(Your goal): Show every line of the data that includes the word "What".

(Source records):
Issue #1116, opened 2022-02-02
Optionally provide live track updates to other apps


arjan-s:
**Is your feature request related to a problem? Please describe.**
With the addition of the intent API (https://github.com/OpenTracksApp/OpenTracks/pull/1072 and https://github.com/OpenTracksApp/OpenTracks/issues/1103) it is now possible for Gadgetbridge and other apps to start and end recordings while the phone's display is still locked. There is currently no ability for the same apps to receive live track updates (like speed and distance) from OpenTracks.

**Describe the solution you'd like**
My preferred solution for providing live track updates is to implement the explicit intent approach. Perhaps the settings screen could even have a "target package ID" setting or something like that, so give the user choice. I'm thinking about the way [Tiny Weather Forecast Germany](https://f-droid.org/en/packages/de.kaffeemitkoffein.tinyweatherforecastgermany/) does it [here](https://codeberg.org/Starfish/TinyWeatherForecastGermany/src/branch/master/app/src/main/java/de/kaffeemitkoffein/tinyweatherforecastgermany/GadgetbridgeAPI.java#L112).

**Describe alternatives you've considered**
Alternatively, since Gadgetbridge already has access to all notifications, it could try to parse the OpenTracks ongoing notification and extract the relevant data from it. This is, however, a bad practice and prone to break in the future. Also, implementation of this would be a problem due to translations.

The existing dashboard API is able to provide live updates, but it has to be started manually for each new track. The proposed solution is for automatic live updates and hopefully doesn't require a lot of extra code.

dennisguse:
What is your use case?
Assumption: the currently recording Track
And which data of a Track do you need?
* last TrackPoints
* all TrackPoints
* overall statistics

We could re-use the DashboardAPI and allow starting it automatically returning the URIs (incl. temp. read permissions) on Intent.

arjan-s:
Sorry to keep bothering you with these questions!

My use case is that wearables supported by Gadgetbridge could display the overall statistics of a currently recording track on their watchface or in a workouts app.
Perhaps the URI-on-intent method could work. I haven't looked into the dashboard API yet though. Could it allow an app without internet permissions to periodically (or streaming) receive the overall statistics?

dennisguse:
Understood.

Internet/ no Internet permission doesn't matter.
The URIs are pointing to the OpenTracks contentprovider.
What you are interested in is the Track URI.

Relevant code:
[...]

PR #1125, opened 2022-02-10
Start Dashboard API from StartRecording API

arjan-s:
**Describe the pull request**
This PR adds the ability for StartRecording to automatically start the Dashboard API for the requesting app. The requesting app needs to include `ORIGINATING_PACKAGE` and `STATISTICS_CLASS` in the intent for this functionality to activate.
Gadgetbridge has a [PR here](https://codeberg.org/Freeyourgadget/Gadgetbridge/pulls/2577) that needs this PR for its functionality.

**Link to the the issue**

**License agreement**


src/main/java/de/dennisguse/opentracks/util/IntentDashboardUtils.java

(Answer below):
What is your use case?
What you are interested in is the Track URI.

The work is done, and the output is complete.